# Learning Cantonese



## sjoh (Feb 25, 2011)

Hi all,

Does anyone have any recommendations for places where you can learn Cantonese and/or Mandarin?

Thanks!


----------



## ChineseHk (May 8, 2014)

sjoh said:


> Hi all,
> 
> Does anyone have any recommendations for places where you can learn Cantonese and/or Mandarin?
> 
> Thanks!



Hi 

Kindly check the classified post in The Hong Kong Expats forum:

Chinese Tutor (Mandarin and Cantonese) in Hong Kong or online


or Google : Queemella Pang

Thanks!!!


----------



## littlemiss (May 27, 2014)

Great help - thank you!


----------



## siobhanwf (Mar 20, 2009)

.noodles. said:


> I don't know why my last post was deleted but have a look at the free education provided by the govt in Wan Chai.



Your last post was deleted because as a member with only 4 posts, links are not permitted.


----------



## .noodles. (Oct 4, 2011)

siobhanwf said:


> Your last post was deleted because as a member with only 4 posts, links are not permitted.

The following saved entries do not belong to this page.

PR #1031, opened 2022-01-18
(feat) Added utils to convert Records and Predictions to fiftyone

2649:
The first draft for an FO integration. I mimicked the format of `convert_records_to_coco_style.py` and added it under the `icevision.data ` namespace. 

Currently, it supports only bboxes, but we can extend it easily to other formats. 

It is designed to use the icevison types Records and Predictions. 

@ai-fast-track Maybe you could help me with adding fiftyone as new dependency. I'm not quite sure, what is the recommended way. Maybe, we do some kind of lazy import like with mmdet, because the fiftyone is quite heavy, it uses a mongDB under the hood and is for linux users only.


FraPochetti:
Awesome work man!
Thanks a lot for contributing!

ai-fast-track:
Thanks a lot, Laurenz!

ai-fast-track:
Can you add a `pip install fiftyone` 

- in the `build-pkg.yml` installation section here below ():
https://github.com/airctic/icevision/blob/4f626f4aa723be13a1b8665dc56dd3b1aeb0f439/.github/workflows/build-pkg.yml#L26

- and in the `mk-docs-build.yml` docs installation section here :
https://github.com/airctic/icevision/blob/4f626f4aa723be13a1b8665dc56dd3b1aeb0f439/.github/workflows/mk-docs-build.yml#L32

ai-fast-track:
Can you please add `pip install fiftyone`

- in `build-pkg.yml`
https://github.com/airctic/icevision/blob/4f626f4aa723be13a1b8665dc56dd3b1aeb0f439/.github/workflows/build-pkg.yml#L26

- and in `mk-docs-build.yml`
https://github.com/airctic/icevision/blob/4f626f4aa723be13a1b8665dc56dd3b1aeb0f439/.github/workflows/mk-docs-build.yml#L30

FraPochetti:
I think it would be great to also have notebook showcasing the integration.
Ideally as part of this PR.
Something we will add to the `notebooks` folder and to the docs

ai-fast-track:
Thanks a lot @2649 for adding such a detailed walk-through notebook. Amazing Job!

PR #1033, opened 2022-01-19
Add Swin Transformer backbone for Mask RCNN

dnth:
This PR adds the Swin Transformer backbone for Mask RCNN.


dnth:
Is there a way to use this backbone for object detection?

FraPochetti:
Merging! Thanks a lot man!
Keep rocking!

FraPochetti:
>  Is there a way to use this backbone for object detection?

Not sure actually

PR #1050, opened 2022-01-27
CentripetalNet Support

dnth:
This PR adds CentripetalNet with HourglassNet backbone to IceVision. Model only works for object detection task. No mask related config found on the mmdet [repo](https://github.com/open-mmlab/mmdetection/tree/master/configs/centripetalnet) for instance segmentation task.
The following screenshot shows COCOMetric during training using the getting started notebook on my local machine.

image

Also sharing the training on Colab
https://colab.research.google.com/drive/1ADQ8mts1GRc-_y1CqGMvWfZ7ipK4LfWV?usp=sharing


icevision/models/mmdet/utils.py
```diff
@@ -44,6 +45,17 @@ def param_groups(model):
...
+        layers += [
+            body.stem,
+            body.hourglass_modules,
+            body.inters,
+            body.conv1x1s,
+            body.out_convs,
+            body.remap_convs,
+            body.relu,
+        ]
+
```
ai-fast-track, line 58: This is unrelated to the CentripetalNet model but I wanted to clarify the `param_groups` for the YOLACT model section here below:

Should it be `True` instead of `False` in the `if` statements?
``` 
        # YOLACT has mask_head and segm_head
        if getattr(model, "mask_head", False):
            layers += [model.mask_head]
        if getattr(model, "segm_head", False):
            layers += [model.segm_head]
```

dnth: Thank you for the query. From what I understood, the last argument in the `getattr` function is the default value to return if the attribute does not exist. I referred to some examples [here](https://www.w3schools.com/python/ref_func_getattr.asp).

So, in `getattr(model, "mask_head", False)` it means that the function will return `False` if the `mask_head` attribute does not exist.

I'm not sure if there is a better way to check this attribute so its less confusing?

dnth: I notice that these works too

```
        # YOLACT has mask_head and segm_head
        if getattr(model, "mask_head"):
            layers += [model.mask_head]
        if getattr(model, "segm_head"):
            layers += [model.segm_head]
```

ai-fast-track: I see! Thanks!

dnth: I'm sorry, I wasnt very thorough in testing. We will need `getattr(model, "mask_head", False)` after all. Otherwise the getting started notebook fails https://github.com/airctic/icevision/issues/1057

PR #1055, opened 2022-02-01
removing fiftyone as a hard dependency

FraPochetti:
* Removed `fiftyone` as a hard dependency. Needs to be installed separately now.
* Added disclaimer to `fiftyone` notebook about Colab incompatibility.
* Made sure every notebook installs from pypi and not from master.


ai-fast-track:
Thanks a lot, @FraPochetti!

Zubair2019:
> * Removed `fiftyone` as a hard dependency. Needs to be installed separately now.
> * Added disclaimer to `fiftyone` notebook about Colab incompatibility.
> * Made sure every notebook installs from pypi and not from master.

Have you checked which model are added when installing via PyPi. Last time I checked their just a few models in the mmdet directory. Please check.

PR #1061, opened 2022-02-08
Minor fix for clarity in mmdet utils.py

dnth:
This PR removes unwanted comments and minor fixes for code clarity.


FraPochetti:
Awesome stuff man! Thanks a lot!

dnth:
The test is failing.. is that a concern?

PR #1063, opened 2022-02-09
Support for DICOM images

hectorLop:
This PR adds support for DICOM images. I am preparing a notebook to show an example on [this](https://www.kaggle.com/c/rsna-pneumonia-detection-challenge/data?select=stage_2_train_labels.csv) dataset. I had to create the annotations.json because it is not provided. Also I have a few questions:
- Can icevision handle 16bit images? There are some medical images that are 16bit. Also, some albumentations transform cannot handle need the image to be in a 8bit format. I have already prepared the code to convert the image from 16bit to 8bit.
- Where should I add a new dependency? To handle the DICOM format I use the `pydicom` library.

### DIFF
--- a/icevision/imports.py
+++ b/icevision/imports.py
@@ -71,6 +71,8 @@ if SoftDependencies.wandb:
 if SoftDependencies.sklearn:
     import sklearn
 
+if SoftDependencies.pydicom:
+    import pydicom
 
 # TODO: Stop importing partial from fastcore and move this to utils
 class partial:
--- a/icevision/soft_dependencies.py
+++ b/icevision/soft_dependencies.py
@@ -27,6 +27,7 @@ class _SoftDependencies:
         self.sklearn = soft_import("sklearn")
         self.sahi = soft_import("sahi")
         self.fiftyone = soft_import("fiftyone")
+        self.pydicom = soft_import("pydicom")
 
     def check(self) -> Dict[str, bool]:
         return self.__dict__.copy()
--- a/icevision/utils/imageio.py
+++ b/icevision/utils/imageio.py
@@ -7,6 +7,7 @@ __all__ = [
     "plot_grid",
 ]
 
+import pydicom
 from icevision.imports import *
 from PIL import ExifTags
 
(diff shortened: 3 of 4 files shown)


fstroth:
We have an integration for 16bit images but it only supports tiff images atm. The Records are defined here: https://github.com/airctic/icevision/blob/master/icevision/core/record_defaults.py 
The only real difference is the GrayScaleRecordComponent defined here: https://github.com/airctic/icevision/blob/fabb086acdc2812c1ef1a882dcfcded814902521/icevision/core/record_components.py#L223

This RecordComponent loads the images with the `open_gray_scale_image` function, defined here: https://github.com/airctic/icevision/blob/fabb086acdc2812c1ef1a882dcfcded814902521/icevision/utils/imageio.py#L36

I think the best way to integrate Dicom images would be to add a check to the `open_gray_scale_image` function that checks if the image path ends on `.dmc` (we should use `.lower()` on the string) and use pydicom in that case. 
The conversion to 8bit should be separate augmentation I would say as in some cases one wants to keep the 16bit depth to preserve information. Furthermore, simple transformations like affine transformations don't require the images to be in 8bit.

FraPochetti:
This is epic!
Thanks a lot @hectorLop 
The best way to handle the new dependency is via the concept of `SoftDependency`.

Like [this](https://github.com/airctic/icevision/blob/fabb086acdc2812c1ef1a882dcfcded814902521/icevision/imports.py#L68) (example for `wandb`) and [here](https://github.com/airctic/icevision/blob/fabb086acdc2812c1ef1a882dcfcded814902521/icevision/soft_dependencies.py#L23)

hectorLop:
Thanks, both @fstroth and @FraPochetti for the guidelines! Great suggestions about implementing
this new feature into the codebase. I'll modify the PR to implement the changes!

hectorLop:
This is the [notebook](https://colab.research.google.com/drive/1EJkzR7ILeENMf2WKnMHWE5WeC2xAeL3Z?usp=sharing) to show that the implementation works. Note that the `kaggle download` command only downloads a few images rather than the full dataset, so it results in a training and validation sets of 16 and 4 images respectively. Therefore, the training is just done to show that the implementation works.

FraPochetti:
Thanks a ton @hectorLop for the contribution!

ai-fast-track:
Thanks a lot, @hectorLop!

I had 5 posts at the time which allowed me to post a link


----------



## dc984 (Jun 2, 2014)

I wouldn't expect to pay more than $200 hkd per hour for 1-on-1 lessons!


----------



## cubewalker (Jul 10, 2014)

Joining a meet up group to learn Mandarin / Cantonese may be a great and fun way to start.


----------